[[ Provided records open ]]

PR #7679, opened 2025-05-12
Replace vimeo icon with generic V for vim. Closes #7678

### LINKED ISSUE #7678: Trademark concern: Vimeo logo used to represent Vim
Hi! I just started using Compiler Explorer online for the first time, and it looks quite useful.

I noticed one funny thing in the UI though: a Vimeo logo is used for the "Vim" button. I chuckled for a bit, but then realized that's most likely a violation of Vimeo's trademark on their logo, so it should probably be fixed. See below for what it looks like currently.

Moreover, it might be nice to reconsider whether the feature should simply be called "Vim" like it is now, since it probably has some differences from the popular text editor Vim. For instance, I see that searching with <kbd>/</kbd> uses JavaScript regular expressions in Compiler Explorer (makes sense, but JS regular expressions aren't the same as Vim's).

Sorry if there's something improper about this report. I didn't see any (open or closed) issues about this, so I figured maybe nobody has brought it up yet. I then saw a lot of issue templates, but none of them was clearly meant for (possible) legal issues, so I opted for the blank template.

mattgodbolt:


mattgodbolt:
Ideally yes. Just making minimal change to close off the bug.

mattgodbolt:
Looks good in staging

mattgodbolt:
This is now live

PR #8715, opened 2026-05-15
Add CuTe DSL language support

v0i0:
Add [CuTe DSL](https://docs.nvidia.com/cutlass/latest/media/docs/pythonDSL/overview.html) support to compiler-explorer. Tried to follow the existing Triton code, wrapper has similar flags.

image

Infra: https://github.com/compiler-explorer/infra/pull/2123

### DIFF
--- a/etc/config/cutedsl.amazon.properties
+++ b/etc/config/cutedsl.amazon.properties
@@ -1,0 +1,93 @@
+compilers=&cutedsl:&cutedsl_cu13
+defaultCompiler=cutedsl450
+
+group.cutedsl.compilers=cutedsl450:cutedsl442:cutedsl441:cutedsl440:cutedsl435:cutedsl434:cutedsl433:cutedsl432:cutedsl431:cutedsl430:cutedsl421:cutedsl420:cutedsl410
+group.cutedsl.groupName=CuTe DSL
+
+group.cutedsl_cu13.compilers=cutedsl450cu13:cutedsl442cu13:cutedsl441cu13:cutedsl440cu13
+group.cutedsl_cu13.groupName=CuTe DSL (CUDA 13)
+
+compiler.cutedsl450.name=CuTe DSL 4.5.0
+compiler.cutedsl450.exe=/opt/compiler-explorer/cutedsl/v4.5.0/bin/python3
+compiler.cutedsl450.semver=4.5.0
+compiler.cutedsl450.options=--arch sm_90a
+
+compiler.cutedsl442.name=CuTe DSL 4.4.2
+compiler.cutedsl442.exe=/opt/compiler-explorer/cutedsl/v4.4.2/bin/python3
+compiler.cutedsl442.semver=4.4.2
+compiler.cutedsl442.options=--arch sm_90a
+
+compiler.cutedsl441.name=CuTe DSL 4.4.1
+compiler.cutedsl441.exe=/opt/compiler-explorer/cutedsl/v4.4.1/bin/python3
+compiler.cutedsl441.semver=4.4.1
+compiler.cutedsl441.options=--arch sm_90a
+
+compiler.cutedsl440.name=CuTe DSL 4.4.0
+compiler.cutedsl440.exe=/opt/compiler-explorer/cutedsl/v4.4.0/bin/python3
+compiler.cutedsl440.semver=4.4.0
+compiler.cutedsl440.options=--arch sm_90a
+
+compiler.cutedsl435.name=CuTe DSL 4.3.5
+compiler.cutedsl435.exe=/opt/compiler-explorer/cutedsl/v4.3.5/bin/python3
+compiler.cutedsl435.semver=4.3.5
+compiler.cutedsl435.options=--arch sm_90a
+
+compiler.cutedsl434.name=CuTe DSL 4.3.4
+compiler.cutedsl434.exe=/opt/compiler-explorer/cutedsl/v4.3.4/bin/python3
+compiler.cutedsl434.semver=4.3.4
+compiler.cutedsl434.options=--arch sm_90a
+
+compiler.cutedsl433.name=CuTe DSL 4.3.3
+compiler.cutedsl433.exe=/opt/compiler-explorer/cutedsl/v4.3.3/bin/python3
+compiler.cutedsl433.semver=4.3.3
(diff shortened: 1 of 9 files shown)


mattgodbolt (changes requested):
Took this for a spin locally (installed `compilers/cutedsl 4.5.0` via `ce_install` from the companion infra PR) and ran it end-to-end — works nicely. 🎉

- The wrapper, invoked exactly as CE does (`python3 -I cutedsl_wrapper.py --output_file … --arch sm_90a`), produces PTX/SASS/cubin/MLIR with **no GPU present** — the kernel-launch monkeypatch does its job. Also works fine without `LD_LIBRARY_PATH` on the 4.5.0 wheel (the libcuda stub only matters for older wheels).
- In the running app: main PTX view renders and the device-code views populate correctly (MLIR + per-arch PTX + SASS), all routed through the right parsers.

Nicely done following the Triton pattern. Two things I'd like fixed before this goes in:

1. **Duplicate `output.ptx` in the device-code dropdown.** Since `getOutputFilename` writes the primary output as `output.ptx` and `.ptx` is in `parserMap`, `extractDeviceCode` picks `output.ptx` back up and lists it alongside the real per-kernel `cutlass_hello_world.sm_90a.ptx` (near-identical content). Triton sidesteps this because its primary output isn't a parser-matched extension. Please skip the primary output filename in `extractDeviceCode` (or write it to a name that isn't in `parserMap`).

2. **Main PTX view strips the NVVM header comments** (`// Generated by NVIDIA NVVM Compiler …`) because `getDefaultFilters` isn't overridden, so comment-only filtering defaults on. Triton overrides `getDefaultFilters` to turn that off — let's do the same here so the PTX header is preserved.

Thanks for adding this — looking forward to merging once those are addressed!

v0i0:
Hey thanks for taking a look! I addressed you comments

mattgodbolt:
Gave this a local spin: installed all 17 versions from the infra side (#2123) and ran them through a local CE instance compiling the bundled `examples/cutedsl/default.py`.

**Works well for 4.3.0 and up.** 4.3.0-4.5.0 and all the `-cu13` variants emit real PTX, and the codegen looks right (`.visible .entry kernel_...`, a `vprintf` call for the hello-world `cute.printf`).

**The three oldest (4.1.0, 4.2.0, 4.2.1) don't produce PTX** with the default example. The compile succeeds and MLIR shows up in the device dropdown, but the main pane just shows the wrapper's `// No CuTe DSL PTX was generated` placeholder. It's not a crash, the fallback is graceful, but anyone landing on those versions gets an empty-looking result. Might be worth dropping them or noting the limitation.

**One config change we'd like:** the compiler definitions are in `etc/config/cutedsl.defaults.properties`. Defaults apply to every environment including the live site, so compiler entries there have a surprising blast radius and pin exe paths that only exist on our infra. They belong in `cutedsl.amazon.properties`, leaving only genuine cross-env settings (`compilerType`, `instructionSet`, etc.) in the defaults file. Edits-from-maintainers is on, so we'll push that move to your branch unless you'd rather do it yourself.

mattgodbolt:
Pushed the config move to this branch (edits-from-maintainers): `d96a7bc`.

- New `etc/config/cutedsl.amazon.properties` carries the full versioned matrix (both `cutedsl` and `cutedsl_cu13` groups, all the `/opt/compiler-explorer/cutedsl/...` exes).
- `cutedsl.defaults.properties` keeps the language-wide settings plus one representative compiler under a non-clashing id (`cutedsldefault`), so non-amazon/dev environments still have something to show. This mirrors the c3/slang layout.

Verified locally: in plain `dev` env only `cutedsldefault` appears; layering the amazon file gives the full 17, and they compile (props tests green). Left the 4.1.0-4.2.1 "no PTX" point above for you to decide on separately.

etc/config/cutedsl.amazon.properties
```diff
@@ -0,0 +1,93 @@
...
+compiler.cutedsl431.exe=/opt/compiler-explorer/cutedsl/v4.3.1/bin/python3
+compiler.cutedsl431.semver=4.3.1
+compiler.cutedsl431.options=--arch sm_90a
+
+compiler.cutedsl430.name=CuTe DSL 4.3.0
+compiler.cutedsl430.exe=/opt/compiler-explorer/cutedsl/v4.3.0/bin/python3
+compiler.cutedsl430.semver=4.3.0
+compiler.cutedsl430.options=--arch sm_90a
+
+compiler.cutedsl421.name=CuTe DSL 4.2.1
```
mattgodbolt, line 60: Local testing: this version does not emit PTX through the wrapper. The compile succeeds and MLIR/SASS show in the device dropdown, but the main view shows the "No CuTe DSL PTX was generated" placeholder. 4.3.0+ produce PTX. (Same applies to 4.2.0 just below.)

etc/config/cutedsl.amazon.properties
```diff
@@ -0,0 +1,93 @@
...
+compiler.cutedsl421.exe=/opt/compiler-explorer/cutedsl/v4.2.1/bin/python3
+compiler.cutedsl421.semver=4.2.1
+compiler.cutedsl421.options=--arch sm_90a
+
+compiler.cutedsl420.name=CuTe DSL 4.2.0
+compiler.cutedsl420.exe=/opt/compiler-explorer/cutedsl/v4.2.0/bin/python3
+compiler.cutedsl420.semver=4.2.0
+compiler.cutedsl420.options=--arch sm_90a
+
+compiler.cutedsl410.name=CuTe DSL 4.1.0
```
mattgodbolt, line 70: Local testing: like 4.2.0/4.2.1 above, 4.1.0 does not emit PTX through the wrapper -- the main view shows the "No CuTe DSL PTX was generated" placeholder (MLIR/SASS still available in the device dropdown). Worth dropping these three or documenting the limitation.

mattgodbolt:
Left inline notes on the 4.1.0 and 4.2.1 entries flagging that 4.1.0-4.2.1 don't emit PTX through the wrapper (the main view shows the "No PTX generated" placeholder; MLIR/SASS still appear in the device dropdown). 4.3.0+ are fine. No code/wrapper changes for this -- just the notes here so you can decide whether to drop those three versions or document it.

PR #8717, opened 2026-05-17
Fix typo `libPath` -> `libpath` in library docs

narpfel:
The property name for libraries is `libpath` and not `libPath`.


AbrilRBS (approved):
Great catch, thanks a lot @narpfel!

[[ Provided records closed ]]

What you should do
Line count for "addressed": count the lines in the records above that contain this word, and write only the number.

Reply to the exercise
2